YOUR OBJECTIVE :: Exact copies of the lines from the line containing "and this line" through the last line of the entries below are the whole answer.
BEGIN RECORDS FOR THE TASK
Issue #866, opened 2023-07-20
Add "OIDC" under "Identity Providers" sidebar section?


kenjenkins:
## What's incorrect or missing

Today we had a user mention that they didn't see any support for a generic OIDC identity provider (see https://github.com/pomerium/ingress-controller/pull/697#issuecomment-1644097333). I believe we do have at least some support for generic OIDC, but we don't have a separate page for it under the "Identity Providers" section.

## What's the resolution?

Should we add an "OIDC" or "Generic OIDC" page under the "Identity Providers" section in the sidebar? Is there a specific identity provider we could add as an example there?

PR #973, opened 2023-09-06
Docs: adds keycloak OIDC guide

ZPain8464:
Resolves https://github.com/pomerium/internal/issues/1489. Also resolves https://github.com/pomerium/documentation/issues/866

This PR adds OIDC to the sidebar under `identity provider`. It adds an OIDC implementation using Keycloak as the OIDC server. 

This guide is only compatible with Core at the moment.


content/docs/identity-providers/oidc.mdx
```diff
@@ -0,0 +1,204 @@
...
+
+## Set up Keycloak
+
+In your terminal, run Docker Compose:
+
+```yaml
+docker compose up
+```
+
+When Keycloak is ready, navigate to `http://0.0.0.0:8080` to access the **Administration Console:**
```
kenjenkins, line 79: I'm not sure that all browsers will translate `0.0.0.0` to `localhost`. I'd recommend we specify `localhost` explicitly here instead.

I think we can also make this into a link?

```suggestion
When Keycloak is ready, navigate to [http://localhost:8080](http://localhost:8080) to access the **Administration Console:**
```

(and similarly for other occurrences of 0.0.0.0 in this page)

content/docs/identity-providers/oidc.mdx
```diff
@@ -0,0 +1,204 @@
...
+
+## Set up Pomerium
+
+Create a YAML file and add the following configuration:
+
+```yaml title="config.yaml"
+authenticate_service_url: https://authenticate.localhost.pomerium.io
+
+idp_provider: oidc
+idp_client_id: 'account'
```
kenjenkins, line 149: Shouldn't this use the client created in the previous step?

content/docs/identity-providers/oidc.mdx
```diff
@@ -0,0 +1,204 @@
...
+idp_provider_url: 'http://keycloak.localhost.pomerium.io:8080/realms/MyRealm'
+
+signing_key: <generate_key>
```
kenjenkins, line 152: I wonder if this will confuse some users. Would it be simpler to provide a valid key here instead, along with a warning not to use it in production?

content/docs/identity-providers/oidc.mdx
```diff
@@ -0,0 +1,204 @@
...
+## Set up Pomerium
+
+Create a YAML file and add the following configuration:
+
+```yaml title="config.yaml"
+authenticate_service_url: https://authenticate.localhost.pomerium.io
+
+idp_provider: oidc
+idp_client_id: 'account'
+idp_provider_url: 'http://keycloak.localhost.pomerium.io:8080/realms/MyRealm'
```
kenjenkins, line 150: I'd recommend we pick one realm name and use it consistently throughout this guide. It looks like the screen recording above uses the realm name 'Pomerium'.

We could update line 93 to read:
> In the **Realm name** field, enter the name "Pomerium"

and this line to read:
> `idp_provider_url: 'http://keycloak.localhost.pomerium.io:8080/realms/Pomerium'`

content/docs/identity-providers/oidc.mdx
```diff
@@ -0,0 +1,192 @@
...
+1. Keep **Client type** as **OpenID Connect**
+1. In the **Client ID** field, enter a name like `mynewclient`
+1. In the **Authentication flow** field, select **Standard flow** and **Direct access grants**
+1. Leave **Login settings** empty, and select **Save**
+
+![Create a client](./img/oidc/keycloak-create-client.gif)
+
+Update the client you created:
+
+1. Under **General Settings** in the **Name** field, enter your Client ID in template literals (for example, `${mynewclient}`) ![Enter client ID](./img/oidc/keycloak-client-general-settings.png)
```
kenjenkins, line 133: I don't understand the `${mynewclient}` part here. What does this do?

kenjenkins (approved):
Overall looks good to me.

content/docs/identity-providers/oidc.mdx
ZPain8464: It specifies the display name of the client. I tested it without this value and it works fine, but I was getting an invalid client credentials error today after testing again. I had to add the client secret to get it work. I added these steps as well.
END RECORDS FOR THE TASK
FINISHED TASK ::
and this line to read:
> `idp_provider_url: 'http://keycloak.localhost.pomerium.io:8080/realms/Pomerium'`

content/docs/identity-providers/oidc.mdx
```diff
@@ -0,0 +1,192 @@
...
+1. Keep **Client type** as **OpenID Connect**
+1. In the **Client ID** field, enter a name like `mynewclient`
+1. In the **Authentication flow** field, select **Standard flow** and **Direct access grants**
+1. Leave **Login settings** empty, and select **Save**
+
+![Create a client](./img/oidc/keycloak-create-client.gif)
+
+Update the client you created:
+
+1. Under **General Settings** in the **Name** field, enter your Client ID in template literals (for example, `${mynewclient}`) ![Enter client ID](./img/oidc/keycloak-client-general-settings.png)
```
kenjenkins, line 133: I don't understand the `${mynewclient}` part here. What does this do?

kenjenkins (approved):
Overall looks good to me.

content/docs/identity-providers/oidc.mdx
ZPain8464: It specifies the display name of the client. I tested it without this value and it works fine, but I was getting an invalid client credentials error today after testing again. I had to add the client secret to get it work. I added these steps as well.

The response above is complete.